I remember saying that I believed him then hearing shouting. My next
memory is standing in Mr Morgan the deputy head's office, trying not to
cry. He stood in front of the window, the wind beating the trees around
outside, rain pummelling the glass. He looked tall with thick glasses
hanging on a cord around his neck. He had a red nose and big eyebrows
and his cardigan and shirt were peppered with grey hairs from his
balding head. He reminded me of my granddad. He said that I had been
naughty for hiding the toilets when I should have been in class and
that I should be ashamed, but that he wasn't going to tell me off
anymore.

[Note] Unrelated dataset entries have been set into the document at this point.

PR #3699, opened 2024-10-28
feat(forms): add option to hide label - FRONT-4668

emeryro:
Add an option to keep the label in the code (for accessibility reasons), but hide it visually.
Label should always be provided


src/implementations/twig/components/form-group/form-group.html.twig
```diff
@@ -178,6 +180,7 @@
       id="{{ _id }}-label"
     {% endif %}
       class="{{- _label_class -}}
+      {{- _hide_label ? ' ecl-u-sr-only' -}}
```
planctus: mmh..fine eh, but i would stick to the idea of not using directly utilities inside the components markup, otherwise in a way we are also "accepting" this practice by our users.
We can add a selector with a semantic name and extend the ecl-u-sr-only in the component's sass file.

emeryro: indeed. That's how we do it in the buttons already, but I guess that it could be updated there too in the future

emeryro: (not the button, but the rating field)

src/implementations/twig/components/form-group/README.md
```diff
@@ -8,12 +8,12 @@ npm install --save @ecl/twig-component-form-group
 
 ### Parameters:
 
-- **"label"** (string) (default: '') - Label for the form group
```
planctus, line 11: was this removal intentional?

planctus:
As an accessibility improvement to me it's fine, hard to say that it will be used properly though, i feel that if they will not want to see a label they will just not set it, they should make it mandatory for that to happen.
Anyway, the thing is that without a label, we do not show in any way whether a field is required or not, it has always been like this, so maybe we don't have to tackle this now, but it still feels wrong.

src/implementations/twig/components/form-group/README.md
emeryro: yes, the label is listed in the blocks; that was the case already in the twig file, so I just applied it in the readme

PR #3711, opened 2024-11-11
fix(default-css): Fixing rules for links inside lists, fixing description list - FRONT-4676

planctus:


emeryro:
Just to double check here: the description list has an underlined link. This is is the only case in our examples where the link is underlined in a list. Is it on purpose?
image

src/implementations/twig/utilities/html-tag/index.story.js
```diff
@@ -54,7 +54,7 @@ export const Default = () => `
         <li>Ordered list</li>
         <li>Ordered list
           <ol>
-            <li>Nested ordered list</li>
+            <li><a class="ecl-link">Nested ordered list</a></li>
```
emeryro:
```suggestion
            <li><a class="ecl-link" href="#">Nested ordered list</a></li>
```

planctus:
mmh..better asking the designers, this was orginated by a request related to unordered and ordered lists, the description list was not touched, i only fixed some styles in the default css

PR #3712, opened 2024-11-11
feat(navigation-list): Adding image-as-illustration variant - FRONT-4678

planctus:


emeryro (approved):
Fine for me. We could just add an example on the website

PR #3713, opened 2024-11-12
chore(v5): POC of a single package per component (accordion)

planctus:


src/components/accordion/package.json
```diff
@@ -0,0 +1,31 @@
+{
+  "name": "@ecl/accordion",
```
emeryro, line 2: for the package name (removing "component"), is it to avoid confusion with existing packages?
My concern is that we may have some conflict later between component and other ECL packages. For instance, if we have to add a component named "builder" or "event-manager" (not sure why, but who knows...).

emeryro (commented):
I like this new structure! 
We could refine it a little to make it even clearer for users. For instance, story and test files are for us only, so we could differentiate what really concerns ECL users or not.

src/components/accordion/package.json
planctus: the story and test files are ignored by npm, so they are not in the distributed package, as it is already in v3, i wouldn't create "folders" to nest those files in...

About the naming, it seems straighftorward now that we would unify everything in a single package to just use the component's name, we can add any prefix we want, like "component-accordion" but what is that for..?

Currently, for instance, the builder package is already simply @ecl/builder, i hardly see how in the future this might conflict with other packages that we distribute as ECL.

PR #3736, opened 2024-11-26
feat(icon): Webtools icons - FRONT-4688

emeryro:
Add possibility to use Webtools icons instead of the ones provided directly by ECL

Main ideas:
- icon template has a new parameter `wt_markup`. Setting it to true would render the webtools markup, later replaced by the icon via Webtools javascript
- components using icons have a new parameter in twig template: `icon_wt_markup`. This had to be done at component level, as some icon are handled directly here, and do not expose the full icon structure


src/implementations/twig/components/accordion/README.md
```diff
@@ -15,6 +15,7 @@ npm install --save @ecl/twig-component-accordion
     - "label" (string) (default: '')
   - "content" (string) (default: '')
 - **"icon"** (array) OR (object) (default: []) Two icons in an array that will be toggled
+- **"icon_wt_markup"** (boolean) (default: false): should the icon use the Webtools markup?
```
planctus, line 18: it's a boolean but it mentions markup in its name, feels confusing, anyway do we need it at all? I understand that in certain components we might be defining the icons ourselves, and there we need somehow to add a param to handle this, but here and in many other components we could simply use the param as part of the icon object passed. Also, it might not really be a real use case, but if i want to use one icon only from webtools in components that have multiple it would not be possible this way.

src/implementations/twig/components/icon/icon.html.twig
```diff
@@ -65,7 +72,7 @@
 {% endif %}
 
 {% for property in ['size', 'transform', 'color'] %}
-  {% if _icon[property] is defined and _icon[property] is not empty %}
+  {% if _icon[property] is defined and _icon[property] is not empty and _icon[property] != 'none' %}
```
planctus, line 75: is this additional check needed because of the storybook demo..?

src/implementations/twig/components/icon/icon.html.twig
```diff
@@ -96,30 +112,50 @@
...
-  {{ _extra_attributes|raw }}>
-{% if _extra_accessibility.title is not empty %}
-  <title
-  {% if _extra_accessibility.title_id is not empty %}
-    id="{{ _extra_accessibility.title_id }}"
+{% if _icon.wt_markup %}
+  {% set _wt_classes = '' %}
+  {% set _full_name = '' %}
+  {% if _icon.category is not empty %}
+    {% set _full_name = _full_name ~ '-' ~ _icon.category %}
```
planctus, line 119: this is weird, _full_name is an empty string, guess that it can simply get _icon_category as its value when its present.

src/implementations/twig/components/icon/icon.story.js
```diff
@@ -19,25 +19,36 @@ const getArgs = (data) => ({
   color: 'default',
   transform: 'none',
   title: '',
+  description: '',
```
planctus, line 22: not sure about the whole plan regarding this, but shouldn't we expose a control to demo this?

src/implementations/twig/components/link/link.html.twig
```diff
@@ -77,10 +79,11 @@
   {% set _link = _link|merge(link) %}
 {% endif %}
 
-{% if _link.external and _link.icon_path is not empty %}
+{% if _link.external and (_link.icon_path is not empty or _link.icon_wt_markup) %}
```
planctus, line 82: this is one of those cases where i don't understand why adding the parameter at the component level, we merge the data provided by the user, why do we need to add this complexity and additional processing with also the consequence of forcing all the icons to follow the same approach?

planctus (commented):
I think we don't need to expose a parameter in each component using icons, it's a lot of code and logic to handle something that should belong to the icon, not to the component implementing it. Also, if the intention is to always use the other icons, then it would be just a matter of toggling the value of the parameter in the icon template and all these additional parameters would become obsolete and useless.

emeryro:
I'll check the different points, but to address your main concern: 
Initially I tried to put the parameter only in the icon, and in a few components where it was needed, but even on my side it became hard to know where to put the boolean in the data. So I decided to expose it at component level every time.
I agree that it may be a little too much, but at least this is consistent (and would probably save some back and forth with EWPP, or the need for a dedicated documentation)

PR #3738, opened 2024-11-28
chore(pnpm): Replacing yarn with pnpm, completed migration - FRONT-4693

planctus:
This entirely replaces yarn with pnpm,
Install pnpm globally in your machine and execute pnpm install instead of yarn, the rest should work transparently as it used to do in v4, just use pnpm instead of yarn anytime you want to execute some specific command or script.


emeryro:
I tried to do a clean build, removing all node_modules and yarn.lock, but it ended with an error. Not sure if I miss something on my local. (on v5-dev it works fine)
image

planctus:
i think it's better having two different clones of the repo to work independently on v4 and v5, otherwise everytime switching between different branches would need some manual operation like removing the node modules folders.
Anyway, did you install pnpm on your machine? I forgot to add the command to be executed now for the installation which is pnpm install, patch-package should then find the libraries to be patched where it expects them to be.

emeryro:
I have a different clone for ecl 5, but I wanted to test with a fresh install.
Anyways, it works fine now for the website, but when trying to run only storybook I have an error and the local does not load
image

emeryro:
solved by cleaning up: removed all node_modules and `pnpm store prune`

emeryro (approved):

PR #3740, opened 2024-12-03
feat(typography): font tokens and utilities - FRONT-4696

emeryro:
Update all typography tokens and default font family.
See migration guide and documentation for more information


planctus:
Took a look at the result in each component, nothing completely broken, but the date block looks like this: 
image
being this the only really problematic thing of this global change maybe we can tackle it directly here in this pr

src/utilities/typography/typography.scss
```diff
@@ -12,6 +12,17 @@ $typography: null !default;
 /*
 * Headings
 */
+.ecl-u-type-display {
```
planctus: mmh..not sure how to handle this situation, things that are only defined in one system and not in the other, there are a few use cases now about the typography, for instance we have all the "compact" and "extended" utilities in EU although there is no "display" whatsoever in EU, but still it sets a font-size and ensures that if a utility is used both in EC and EU website it will be defined in both, at the same time it's not really doing what the user might expect, so it's kind of questionable.

Here is a bit worse, we get things like: font: !important; harmless maybe but not nice, still it would be also questionable to remove them from the EU css.

My personal preference would be to only define those utilities that are really applying styles based on their definition, if those styles are not defined in one of the two systems no utility would be generated.

planctus (commented):
Left a couple of comments, overall the change is obviously very noticeable and as questionable as all the other things happening in this library but nothing really breaks badly.

planctus (approved):

PR #2721, opened 2015-12-22
Disable tray icon is no is available to prevent looking for systray next time

agilob:
There is a bug in KDE latest version that does not create system tray immediately, qtox tries to load to system tray, fails and crashes after several seconds. The same happens after restart. This fix prevent loading to tray again after is was not available before.

### DIFF
--- a/src/widget/widget.cpp
+++ b/src/widget/widget.cpp
@@ -770,7 +770,7 @@ void Widget::onIconClick(QSystemTrayIcon::ActivationReason reason)
     }
     else if (reason == QSystemTrayIcon::Unknown)
     {
-        if (isHidden()) 
+        if (isHidden())
             forceShow();
     }
 }
@@ -1702,7 +1702,8 @@ void Widget::onTryCreateTrayIcon()
         disconnect(timer, &QTimer::timeout, this, &Widget::onTryCreateTrayIcon);
         if (!icon)
         {
-            qWarning() << "No system tray detected!";
+            Settings::getInstance().setShowSystemTray(false);
+            qWarning() << "No system tray detected, disabling system tray!";
             show();
         }
     }


agilob:
lol my commit message, I dont know what does it even mean. I think I wanted to say:

disable tray icon after tray icon was not detected to prevent detecting it next time

zetok:
Could you `git commit --amend -am "disable tray icon after tray icon was not detected to prevent detecting it next time"` ?

Also, while at rewriting stuff, could you add the PR description as a comment into commit?

src/widget/widget.cpp
```diff
@@ -770,7 +770,7 @@ void Widget::onIconClick(QSystemTrayIcon::ActivationReason reason)
     }
     else if (reason == QSystemTrayIcon::Unknown)
     {
-        if (isHidden()) 
+        if (isHidden())
             forceShow();
```
antis81, line 774: Indentation :)

agilob:
@zetok thanks ;)

agilob:
Bump?

zetok:
I think that user should be notified a little bit more promptly about behaviour that alters settings, even if it's "for their own good". I.e. some pop-up window with that info on start?

tux3:
I don't think this is a good idea. If there's some sort of fluke with the system tray, the user won't know why the settings changed themselves!
There's not really any harm in leaving the option on, so this isn't really needed.

agilob:
If user has no tray and trayicon is enabled, then there is no way to turn on qtox, it minimizes after launch, hides to tray, looks like it crashed because there is no window or any popup. Then I tried to turn it on again, and it said profile is locked...

tux3:
Then that's a different bug, it shouldn't stay minimized if it doesn't find a tray. But I don't think that's a reason to change the settings the user set.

He said that I had to come back that night after school and do
a job for him.
I burst into to tears I think and I'm sure he rubbed my back and told
me not to cry.
I remember that afternoon going so slowly, the wind and the rain
getting heavier and heavier. Charley asked me did I want to go to the
toilets to try 'bloody Mary'.
The sky was nearly black by the end of school and the wind was strong
enough to blow you over. Charley and me stood in the toilet. There
wasn't any joking about. I remember feeling scared again.
After that I have an image of my face in the mirror and then me crying,
running through the dark, rain slick night, trees and signs waving
about, me falling and getting back up. Scared.
Next morning me and my Mam picked our way through the remains of the
roofs that off the houses the night before, stepping between slates and
joists that filled the road. In Assembly Mr Medcalfe the head teacher
said that Mr Morgan had suddenly had to leave the school, and that the
storm had been the biggest in history. I felt glad that Mr Morgan had
gone. I remember my Mam saying that Mr Morgan was a 'dirty old man' and
that he'd been taking 'dirty' photos of the kids in the fourth
year.
A week later they took the mirror in the toilets down.